== Segment start ==

PR #3135, opened 2026-04-23
AirfRANS: EMA=0.999 + volume-loss-weight=10x compound

tcapelle:
## Hypothesis

This compounds the two most promising AirfRANS volume levers:

1. **EMA=0.999** (PR #3105): Gave a -42.4% volume MSE improvement (0.004400 vs 0.00764) but +21% surface regression. The smoothing helps spatially smooth volume predictions.

2. **volume-loss-weight=10x** (#3102 thorfinn, in progress): Directly shifts training attention to volume by weighting volume loss 10x higher.

The compound hypothesis: EMA provides better volume parameter averaging while volume loss weighting forces the optimizer to prioritize volume accuracy. Together, they attack the volume gap from two different angles — EMA smooths the parameters while loss weighting shifts the learning signal.

The surface regression from EMA (+21% to 0.000583) is acceptable since surface still beats SpiderSolver by 7.4x. If volume weighting further shifts capacity toward volume, the compound could push Vol MSE well below EMA-only's 0.004400.

## Instructions

**Run 1: EMA=0.999 + volume-loss-weight=10x**
```bash
cd target/icml2026 && SENPAI_MAX_EPOCHS=9999 python train.py \
  --dataset airfrans \
  --optimizer adamw \
  --lr 6e-4 \
  --cosine-t-max 50 \
  --grad-clip 1.0 \
  --weight-decay 1e-2 \
  --ema-decay 0.999 \
  --enable-fourier \
  --model-layers 2 \
  --model-hidden-dim 256 \
  --model-heads 4 \
  --epochs 999 \
  --volume-loss-weight 10.0 \
  --wandb_group af-ema-vol-weight-compound
```

If --volume-loss-weight doesn't exist yet, add it (multiply volume loss component by this factor). Report BOTH metrics:
- val_primary/surface_mse (baseline: 0.000482)
- val_primary/volume_mse (baseline: 0.00764, EMA-only: 0.004400)

## Baseline

- **val_primary/surface_mse:** 0.000482 (PR #2951, no-EMA, no vol weighting)
- **val_primary/volume_mse:** 0.00764 (4.5x above SpiderSolver 0.0017)
- **Best volume result:** 0.004400 (EMA=0.999 alone, PR #3105)
- **External targets:** SpiderSolver Surf MSE=0.0043, Vol MSE=0.0017
- **Config:** 2L/256d, AdamW lr=6e-4, T_max=50, gc=1.0, WD=1e-2, no-EMA

PR #3212, opened 2026-04-23
AirfRANS: PCGrad gradient surgery for surface/vol conflict

tcapelle:
## Hypothesis

AirfRANS training jointly minimizes two objectives: `surface_mse` (boundary layer prediction) and `vol_mse` (volume field prediction). These gradients may point in conflicting directions — when their cosine similarity is negative, naive summation partially cancels both signals, slowing convergence and potentially preventing convergence to Pareto-optimal solutions.

**PCGrad** (Yu et al., 2020, "Gradient Surgery for Multi-Task Learning") addresses this directly: for each task pair where gradients conflict (cos-sim < 0), it projects the conflicting gradient onto the normal plane of the other, nulling out the conflicting component before accumulation. This is the most well-validated method for multi-task gradient conflict in the literature.

Expected impact: cleaner gradient signal → faster convergence and better surface/vol trade-off. The surface constraint (≤ 0.000296) is hard; PCGrad should help us push vol_mse below the 0.0017 external target while holding surface.

Paper: https://arxiv.org/abs/2001.06782

## Instructions

Implement PCGrad for AirfRANS training. The key change is splitting the joint loss into two separate backward passes and projecting conflicting gradients before the optimizer step.

**PCGrad implementation sketch:**

```python
def pcgrad_step(model, optimizer, surface_loss, vol_loss):
    # Compute gradients for each task separately
    optimizer.zero_grad()
    surface_loss.backward(retain_graph=True)
    grads_surface = [p.grad.clone() if p.grad is not None else None for p in model.parameters()]
    
    optimizer.zero_grad()
    vol_loss.backward()
    grads_vol = [p.grad.clone() if p.grad is not None else None for p in model.parameters()]
    
    # Project conflicting gradients
    projected_surface = []
    projected_vol = []
    for g_s, g_v in zip(grads_surface, grads_vol):
        if g_s is None or g_v is None:
            projected_surface.append(g_s)
            projected_vol.append(g_v)
            continue
        
        # Project g_s onto normal plane of g_v if conflicting
        cos_sim = (g_s * g_v).sum() / (g_v.norm() * g_s.norm() + 1e-8)
        if cos_sim < 0:
            g_s = g_s - (g_s * g_v).sum() / (g_v.norm()**2 + 1e-8) * g_v
        
        # Project g_v onto normal plane of g_s if conflicting
        cos_sim2 = (g_v * g_s).sum() / (g_s.norm() * g_v.norm() + 1e-8)
        if cos_sim2 < 0:
            g_v = g_v - (g_v * g_s).sum() / (g_s.norm()**2 + 1e-8) * g_s
        
        projected_surface.append(g_s)
        projected_vol.append(g_v)
    
    # Accumulate projected gradients
    optimizer.zero_grad()
    for p, g_s, g_v in zip(model.parameters(), projected_surface, projected_vol):
        if g_s is not None and g_v is not None:
            p.grad = g_s + g_v
        elif g_s is not None:
            p.grad = g_s
        elif g_v is not None:
            p.grad = g_v
    
    # Clip and step
    torch.nn.utils.clip_grad_norm_(model.parameters(), grad_clip)
    optimizer.step()
```

**Trial 1 — PCGrad with champion config (vol-weight=10x):**
```bash
  --enable-fourier --model-layers 2 \
  --model-hidden-dim 256 --model-heads 4 \
  --vol-loss-weight 10.0 \
  --use-pcgrad \
  --wandb_group af-pcgrad
```

**Trial 2 — PCGrad + vol-weight=15x (push harder on volume):**
```bash
  --enable-fourier --model-layers 2 \
  --model-hidden-dim 256 --model-heads 4 \
  --vol-loss-weight 15.0 \
  --use-pcgrad \
  --wandb_group af-pcgrad
```

**Smoke test:** Run 5 epochs first to verify PCGrad is actually being applied (log the fraction of conflicting gradient pairs per step — if it's near 0, PCGrad had no effect and something is wrong).

Add a `--use-pcgrad` flag to enable/disable PCGrad without touching the rest of the training loop. The flag should default to False so the baseline is unaffected.

**Important:** The two backward passes will roughly double memory usage per step. If OOM, reduce batch size accordingly while keeping total gradient accumulation steps equivalent.

## Baseline

Current AirfRANS champion (PR #3135, W&B run: `sh2zyfwr`):
- `val_primary/surface_mse`: **0.000296** (hard constraint — must not exceed this)
- `val_primary/vol_mse`: **0.002039** (target: < 0.0017 to match external benchmark)

Config: 2L/256d/4H, AdamW lr=6e-4, T_max=50, gc=1.0, WD=1e-2, EMA=0.999, vol-weight=10x, Fourier

Reproduce baseline:
```bash
  --enable-fourier --model-layers 2 \
  --model-hidden-dim 256 --model-heads 4 \
  --vol-loss-weight 10.0
```

W&B baseline: https://wandb.ai/senpai-research/icml2026/runs/sh2zyfwr

**Success criteria:** surface_mse ≤ 0.000296 AND vol_mse < 0.002039 (beat baseline), ideally vol_mse < 0.0017 (match external target).

### DIFF
--- a/target/icml2026/train.py
+++ b/target/icml2026/train.py
@@ -167,6 +167,7 @@ class TrainConfig:
     grad_clip: float = 0.0
     grad_accum_steps: int = 1
     volume_loss_weight: float = 1.0
+    use_pcgrad: bool = False
     save_checkpoint: bool = False
     seed: int = 0
 
@@ -763,9 +764,12 @@ def loss_grouped(
     outputs: dict[str, torch.Tensor | None],
     transform: TargetTransform,
     volume_loss_weight: float = 1.0,
-) -> tuple[torch.Tensor, dict[str, float]]:
+    split_losses: bool = False,
+) -> tuple[torch.Tensor, dict[str, float]] | tuple[torch.Tensor, torch.Tensor | None, dict[str, float]]:
     total = torch.tensor(0.0, device=batch.surface_x.device)
     metrics: dict[str, float] = {}
+    surf_loss = None
+    vol_loss = None
     if batch.surface_y is not None and outputs["surface_preds"] is not None:
         target = transform.apply(batch.surface_y)
         surf_loss = F.mse_loss(outputs["surface_preds"][batch.surface_mask], target[batch.surface_mask])
@@ -777,6 +781,8 @@ def loss_grouped(
         total = total + vol_loss * volume_loss_weight
         metrics["volume_loss"] = float(vol_loss.detach().cpu().item())
     metrics["loss"] = float(total.detach().cpu().item())
+    if split_losses:
+        return surf_loss, vol_loss, metrics
     return total, metrics
 
 
@@ -1254,6 +1260,78 @@ def evaluate_abupt(
     return {"surface_mae": total_surface / max(count_surface, 1), "volume_mae": total_volume / max(count_volume, 1)}
 
 
+def _pcgrad_project(
+    all_params: list[torch.nn.Parameter],
+    surf_loss: torch.Tensor,
+    vol_loss: torch.Tensor,
+    volume_loss_weight: float,
+    grad_accum_scale: float,
+) -> float:
+    """PCGrad gradient surgery for 2 tasks. Returns conflict indicator (1.0 if conflicting, 0.0 otherwise)."""
+    grads_surf: list[torch.Tensor | None] = []
+    grads_vol: list[torch.Tensor | None] = []
+    saved_grads: list[torch.Tensor | None] = []
+
+    for p in all_params:
+        saved_grads.append(p.grad.clone().detach() if p.grad is not None else None)
+        p.grad = None
+    (surf_loss * grad_accum_scale).backward(retain_graph=True)
+    for p in all_params:
+        grads_surf.append(p.grad.clone().detach() if p.grad is not None else None)
+
+    for p in all_params:
+        p.grad = None
+    (vol_loss * volume_loss_weight * grad_accum_scale).backward()
+    for p in all_params:
+        grads_vol.append(p.grad.clone().detach() if p.grad is not None else None)
+
+    shared_s = []
+    shared_v = []
+    for g_s, g_v in zip(grads_surf, grads_vol):
+        if g_s is not None and g_v is not None:
+            shared_s.append(g_s.flatten())
+            shared_v.append(g_v.flatten())
+
+    conflict = 0.0
+    if shared_s:
+        flat_s = torch.cat(shared_s)
+        flat_v = torch.cat(shared_v)
+        dot = torch.dot(flat_s, flat_v)
+        conflict = float(dot < 0)
+
+        if dot < 0:
+            proj_s = flat_s - (torch.dot(flat_s, flat_v) / (torch.dot(flat_v, flat_v) + 1e-12)) * flat_v
+            proj_v = flat_v - (torch.dot(flat_v, flat_s) / (torch.dot(flat_s, flat_s) + 1e-12)) * flat_s
+        else:
+            proj_s = flat_s
+            proj_v = flat_v
+
+        combined = proj_s + proj_v
+        offset = 0
+        for i, (g_s, g_v) in enumerate(zip(grads_surf, grads_vol)):
+            if g_s is not None and g_v is not None:
+                numel = g_s.numel()
+                chunk = combined[offset : offset + numel].reshape(g_s.shape)
+                grads_surf[i] = chunk
+                grads_vol[i] = None
+                offset += numel
+
+    for p, g_s, g_v, g_saved in zip(all_params, grads_surf, grads_vol, saved_grads):
+        new_grad = None
+        if g_s is not None and g_v is None:
+            new_grad = g_s
+        elif g_s is not None and g_v is not None:
+            new_grad = g_s + g_v
+        elif g_v is not None:
+            new_grad = g_v
+        if new_grad is not None:
+            p.grad = new_grad if g_saved is None else (g_saved + new_grad)
+        else:
+            p.grad = g_saved
+
+    return conflict
+
+
 def train_one_epoch(
     model: torch.nn.Module,
     anp_head: ANPSurfaceDecoder | None,
@@ -1271,6 +1349,7 @@ def train_one_epoch(
     grad_clip: float = 0.0,
     grad_accum_steps: int = 1,
     volume_loss_weight: float = 1.0,
+    use_pcgrad: bool = False,
 ) -> dict[str, float]:
     model.train()
     if anp_head is not None:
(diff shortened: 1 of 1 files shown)


tcapelle:
STUDENT jin:

## Results

### Trial 1: PCGrad + vol-weight=10x

| Metric | Baseline | PCGrad vol10x (ep 158) | Delta |
|--------|----------|----------------------|-------|
| `val_primary/surface_mse` | **0.000296** | 0.001926 | +550% (6.5x worse) |
| `full_val/volume_mse` | **0.002039** | 0.012078 | +492% (5.9x worse) |

- **W&B run:** `p89omv2u` ([link](https://wandb.ai/wandb-applied-ai-team/senpai-v1/runs/p89omv2u))
- **PCGrad conflict rate:** 29–56% (mean ~35%), confirming genuine gradient conflict
- **Peak GPU memory:** ~25 GB (GPU 0)
- **Epochs completed:** 168+ (still running)
- **Command:**
```bash
  --enable-fourier --model-layers 2 \
  --model-hidden-dim 256 --model-heads 4 \
  --volume-loss-weight 10.0 \
  --use-pcgrad \
  --agent jin --wandb-name "jin/af-pcgrad-vol10x" --wandb-group "af-pcgrad"
```

### Trial 2: PCGrad + vol-weight=15x

| Metric | Baseline | PCGrad vol15x (ep 159) | Delta |
|--------|----------|----------------------|-------|
| `val_primary/surface_mse` | **0.000296** | 0.001510 | +410% (5.1x worse) |
| `full_val/volume_mse` | **0.002039** | 0.012408 | +508% (6.1x worse) |

- **W&B run:** `8cq4fd0i` ([link](https://wandb.ai/wandb-applied-ai-team/senpai-v1/runs/8cq4fd0i))
- **PCGrad conflict rate:** 33–55% (mean ~39%), consistent conflict throughout training
- **Peak GPU memory:** ~55 GB (GPU 1)
- **Epochs completed:** 168+ (still running)
- **Command:**
```bash
  --enable-fourier --model-layers 2 \
  --model-hidden-dim 256 --model-heads 4 \
  --volume-loss-weight 15.0 \
  --use-pcgrad \
  --agent jin --wandb-name "jin/af-pcgrad-vol15x" --wandb-group "af-pcgrad"
```

## What happened — Negative result

**PCGrad did NOT beat baseline on either metric.** After 168+ epochs, both trials are 5–6x worse than the baseline champion on both surface_mse and vol_mse.

### Key findings

1. **Gradient conflict is real:** PCGrad detects 30–40% conflicting gradient pairs per step throughout training, confirming the hypothesis that surface and volume gradients genuinely conflict. This rate persists even into late training.

2. **PCGrad dramatically slows convergence.** Two compounding factors:
   - **Disabling `torch.compile`:** PCGrad requires `retain_graph=True` for two separate backward passes, which is incompatible with torch.compile's donated buffer optimization. This alone significantly slows per-epoch training speed.
   - **Reduced effective gradient magnitude:** When gradients conflict, PCGrad projects them onto the normal plane of the other task, zeroing out conflicting components. This reduces the effective gradient signal, slowing convergence.

3. **The surface/vol trade-off is not improved.** Despite resolving gradient conflicts, PCGrad does not find a better Pareto frontier. The baseline's simple weighted sum with vol-weight=10x achieves far better results, suggesting that the naive gradient mixing in this problem doesn't actually harm the joint optimization as much as the hypothesis predicted.

4. **Trial 2 (vol15x) slightly outperformed Trial 1 (vol10x)** on surface_mse (0.00151 vs 0.00193), likely because the higher volume weight creates a stronger vol gradient signal that survives the PCGrad projection better.

### Why PCGrad failed here

The core issue is that PCGrad trades convergence speed for gradient purity. For this problem, the 30-40% conflict rate means PCGrad is constantly removing gradient components, reducing the optimization signal. The baseline's naive weighted sum may produce imperfect gradient directions, but the full gradient magnitude allows it to converge much faster and to better optima within the training budget.

Additionally, the requirement to disable `torch.compile` is a significant practical disadvantage — it roughly halves training throughput.

### Bug fix included

Fixed a pre-existing `UnboundLocalError` bug where `primary_metric_key` (a function) was shadowed by a local string variable assignment later in the same function scope, causing Python to treat the function call as a reference to the not-yet-assigned local variable. Renamed the string variable to `primary_metric_str`.

## Suggested follow-ups

1. **CAGrad** (Conflict-Averse Gradient Descent, Liu et al. 2021) could be a better multi-task gradient method — it minimizes worst-case task loss improvement rather than simply nulling conflicting components. More stable when gradient magnitudes differ (as they do here with the 10x vol weight).

2. **Loss-balanced training** with adaptive per-task weights (e.g., GradNorm, uncertainty weighting) might be a better approach than gradient surgery — adjusting loss weights dynamically rather than modifying gradients post-hoc.

3. If the goal is specifically to push vol_mse below 0.0017 while holding surface constraint, a simpler approach like **increasing vol-weight beyond 15x** without PCGrad overhead might be more effective, since the baseline already proves good convergence at 10x.

tcapelle:
ADVISOR: Closing PR #3212 because ADVISOR: Closing — both PCGrad trials are 5-6x worse than baseline on both metrics (surface=0.001926/0.001510 vs 0.000296, vol=0.011/0.012 vs 0.002039). Root cause: PCGrad requires retain_graph=True which disables torch.compile, causing ~40% throughput loss. Additionally, 30-40% gradient conflict rate provides persistent magnitude reduction without improving the surface/vol Pareto frontier. The gradient conflict between surface and volume is not the actual bottleneck. Good diagnostic data — PCGrad added to AF dead ends. Bug fix for primary_metric_key shadowing noted. For next assignment, we'll focus on simpler volume closure approaches..

tcapelle:
STUDENT jin:

## Updated Results — Final (runs completed)

Both trials finished. The final numbers are better than the earlier snapshot but still clearly a negative result.

### Final metrics (best checkpoint, test set)

| Metric | Baseline | Trial 1 vol10x | Trial 2 vol15x |
|--------|----------|----------------|----------------|
| `val_primary/surface_mse` | **0.000296** | 0.000801 (ep 320) | 0.000777 (ep 283) |
| `test_primary/surface_mse` | — | 0.000940 | 0.001299 |
| `full_test/volume_mse` | **0.002039** | 0.006649 | 0.007660 |

- **Trial 1:** 320 epochs to best checkpoint, val surface_mse 2.7x worse than baseline, test vol_mse 3.3x worse
- **Trial 2:** 283 epochs to best checkpoint, val surface_mse 2.6x worse than baseline, test vol_mse 3.8x worse

### Updated assessment

The runs converged much further than the earlier 168-epoch snapshot suggested (val surface_mse went from 0.0019/0.0015 → 0.0008/0.0008). But after 280-320 epochs, PCGrad still does NOT beat the baseline on either metric. The surface constraint (≤ 0.000296) is violated by ~2.6x, and vol_mse is ~3.3–3.8x above baseline.

The earlier analysis holds: PCGrad slows convergence dramatically (needing 3–6x more epochs to reach comparable metrics), largely due to disabling torch.compile and the gradient magnitude reduction from projection. **This is a negative result** — the hypothesis that gradient surgery would improve the surface/vol trade-off is not supported.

== Segment end ==

Your objective ::
Give back exactly the material above from its opening line to the line bearing "2. **volume-loss-weight=10x** (#3102".

Worked solution ::
PR #3135, opened 2026-04-23
AirfRANS: EMA=0.999 + volume-loss-weight=10x compound

tcapelle:
## Hypothesis

This compounds the two most promising AirfRANS volume levers:

1. **EMA=0.999** (PR #3105): Gave a -42.4% volume MSE improvement (0.004400 vs 0.00764) but +21% surface regression. The smoothing helps spatially smooth volume predictions.

2. **volume-loss-weight=10x** (#3102 thorfinn, in progress): Directly shifts training attention to volume by weighting volume loss 10x higher.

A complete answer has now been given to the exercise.